PR #10, opened 2021-11-16
on-chain members list

darrylmorton-digicatapult:
on-chain pallet-membership added


mattdean-digicatapult (commented):
This looks good, but I'd like to hold off approving until the integration with the API is tested

mattdean-digicatapult (approved):

PR #12, opened 2021-11-30
Multiple token roles

jonmattgray:
Represent multiple roles on a token beyond `owner` so we can more easily understand which accounts it's allowable to transfer a token to. In the future this will allow multiple parties to make the next statement on an asset (token) without having to transact back and forth.

`owner: AccountId` -> `roles: BTreeMap<RoleKey, AccountId>`

At runtime, `RoleKey` has type of `Role` which represents an enumeration of the sensible roles (agreed with Luca) we anticipate for the project.
```
pub enum Role {
    Admin, //Default
    ManufacturingEngineer,
    ProcurementBuyer,
    ProcurementPlanner,
    Supplier,
}
```

For now, `run_process` checks that the sender `AccountId` matches the `AccountId` for the default role (`Admin`) of all `input` tokens, more nuance will be added to this in the future.

- [x] version -> `2.4.0`
- [x] `owner: AccountId` ->  `roles: BTreeMap<RoleKey, AccountId>`
- [x] add RoleKey + Role enum
- [x] validate that at least the default role is set on every token 
- [x] update tests to cover new enum
- [x] benchmarking
- [x] README

### DIFF
--- a/pallets/simple-nft/src/mock.rs
+++ b/pallets/simple-nft/src/mock.rs
@@ -68,6 +68,7 @@ parameter_types! {
 #[derive(Encode, Decode, Clone, PartialEq, Debug, Eq, Ord, PartialOrd)]
 pub enum Role {
     Admin,
+    NotAdmin,
 }
 
 impl Default for Role {
--- a/pallets/simple-nft/src/mock.rs
+++ b/pallets/simple-nft/src/mock.rs
@@ -67,12 +67,12 @@ parameter_types! {
 
 #[derive(Encode, Decode, Clone, PartialEq, Debug, Eq, Ord, PartialOrd)]
 pub enum Role {
-    Owner,
+    Admin,
 }
 
 impl Default for Role {
     fn default() -> Self {
-        Role::Owner
+        Role::Admin
     }
 }
 
--- a/pallets/simple-nft/src/mock.rs
+++ b/pallets/simple-nft/src/mock.rs
@@ -65,6 +65,17 @@ parameter_types! {
     pub const MaxMetadataCount: u32 = 3;
 }
 
+#[derive(Encode, Decode, Clone, PartialEq, Debug, Eq, Ord, PartialOrd)]
+pub enum Role {
+    Owner,
+}
+
+impl Default for Role {
+    fn default() -> Self {
+        Role::Owner
+    }
+}
+
 #[derive(Encode, Decode, Clone, PartialEq, Debug, Eq)]
 pub enum MetadataValue {
     File(Hash),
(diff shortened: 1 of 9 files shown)


pallets/simple-nft/src/mock.rs
```diff
@@ -65,6 +65,17 @@ parameter_types! {
     pub const MaxMetadataCount: u32 = 3;
 }
 
+#[derive(Encode, Decode, Clone, PartialEq, Debug, Eq, Ord, PartialOrd)]
+pub enum Role {
+    Admin,
+}
```
mattdean-digicatapult, line 71: I think we should have a test using multiple roles.

pallets/simple-nft/src/weights.rs
```diff
@@ -28,9 +28,11 @@ pub trait WeightInfo {
...
-            // Standard Error: 6_647_000
-            .saturating_add((13_768_000 as Weight).saturating_mul(i as Weight))
+        (0 as Weight)
+            // Standard Error: 3_008_000
+            .saturating_add((14_764_000 as Weight).saturating_mul(i as Weight))
+            // Standard Error: 3_008_000
+            .saturating_add((10_806_000 as Weight).saturating_mul(o as Weight))
             .saturating_add(T::DbWeight::get().reads(1 as Weight))
             .saturating_add(T::DbWeight::get().reads((1 as Weight).saturating_mul(i as Weight)))
             .saturating_add(T::DbWeight::get().writes(1 as Weight))
```
mattdean-digicatapult, line 38: I think we need to have a look at the benchmark here and see what we can / should change. I feel maybe we should be considering iterating both the number of metadata values and the number of roles

mattdean-digicatapult (changes requested):
Looking very close. MIssing some tests and I think we need to look at updating the benchmarks

pallets/simple-nft/src/weights.rs
jonmattgray: Based on our talk earlier we're not considering the number of metadata values or roles (yet!).

I've replaced these values with new ones from a 1000-repeat benchmark. The results can still _sometimes_ vary signficantly between sets of 1000-repeat runs, but most seem to fall close to the values I've committed.

pallets/simple-nft/src/mock.rs
jonmattgray: I've added another Role to this mock enum + added a test where more than one role is set.

mattdean-digicatapult: @jonmattgray I only see one test referring to the new role `NotAdmin` (`it_fails_for_destroying_single_token_as_incorrect_role`) which is clearly a failure case. Am I missing something?

jonmattgray: you're right I'll add a happy path one for multiple roles

jonmattgray: new test added

mattdean-digicatapult (approved):

PR #13, opened 2021-12-06
Token traceability

jonmattgray:
Adds a new `original_id` property to tokens so we can track a tokenised asset through the transaction graph without having to download metadata from IPFS. Lets us more easily construct the asset's total state.

`outputs` for `run_process` now takes an `output` struct with a new optional third argument `Some<u32>` which refers to an index of the `inputs` that the output should be (uniquely) assigned to. If a valid index is given, the new token's `original_id` is set to the `original_id` of the consumed input. If `None` is given, `original_id` is set to the new token ID i.e. a new asset conceptually.

- [x] version -> `2.5.0`
- [x] add `output` struct 
- [x] add optional `parent_index` to `outputs` for `run_process` 
- [x] validate parent indices are within bounds and not duplicate within one `run_process`
- [x] update tests + add new ones to check validation
- [x] benchmarking
- [x] README


pallets/simple-nft/src/weights.rs
```diff
@@ -28,16 +28,16 @@ pub trait WeightInfo {
...
+        (14_049_000 as Weight)
+            // Standard Error: 7_000
+            .saturating_add((12_902_000 as Weight).saturating_mul(i as Weight))
+            // Standard Error: 7_000
+            .saturating_add((5_897_000 as Weight).saturating_mul(o as Weight))
+            .saturating_add(T::DbWeight::get().reads(1 as Weight))
+            .saturating_add(T::DbWeight::get().reads((1 as Weight).saturating_mul(i as Weight)))
+            .saturating_add(T::DbWeight::get().writes(1 as Weight))
+            .saturating_add(T::DbWeight::get().writes((1 as Weight).saturating_mul(i as Weight)))
+            .saturating_add(T::DbWeight::get().writes((1 as Weight).saturating_mul(o as Weight)))
```
mattdean-digicatapult, line 40: Hang on did the weights really not change at all?

mattdean-digicatapult (changes requested):

pallets/simple-nft/src/weights.rs
jonmattgray: this is some churn as I forgot to `cargo fmt` after changing weights on the previous PR. I think in a distant call in 2021 we decided there was no need to update benchmarking for this PR

mattdean-digicatapult: The benchmarking doesn't need to change no, but the weights will likely be different so you just need to run the benchmarking suite again and re-integrate

pallets/simple-nft/src/lib.rs
```diff
@@ -118,6 +124,7 @@ pub mod pallet {
             outputs: Vec<(
                 BTreeMap<T::RoleKey, T::AccountId>,
                 BTreeMap<T::TokenMetadataKey, T::TokenMetadataValue>,
+                Option<u32>,
             )>,
```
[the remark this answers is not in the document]
jonmattgray: added `Output` struct

pallets/simple-nft/src/weights.rs
jonmattgray: ran again and got slightly different weights

dblane-digicatapult: Should we automate the benchmarking for outputting the weights?

mattdean-digicatapult: It would be nice but it's complicated because the benchmarking output is not a 1-2-1 with what ends up going here. I think we should have a backlog item for this

jonmattgray: https://digicatapult.atlassian.net/browse/IN-66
* * * *
### [What you will do]
Copy out all lines above holding "tokens".

### [Exercise result]
For now, `run_process` checks that the sender `AccountId` matches the `AccountId` for the default role (`Admin`) of all `input` tokens, more nuance will be added to this in the future.
Adds a new `original_id` property to tokens so we can track a tokenised asset through the transaction graph without having to download metadata from IPFS. Lets us more easily construct the asset's total state.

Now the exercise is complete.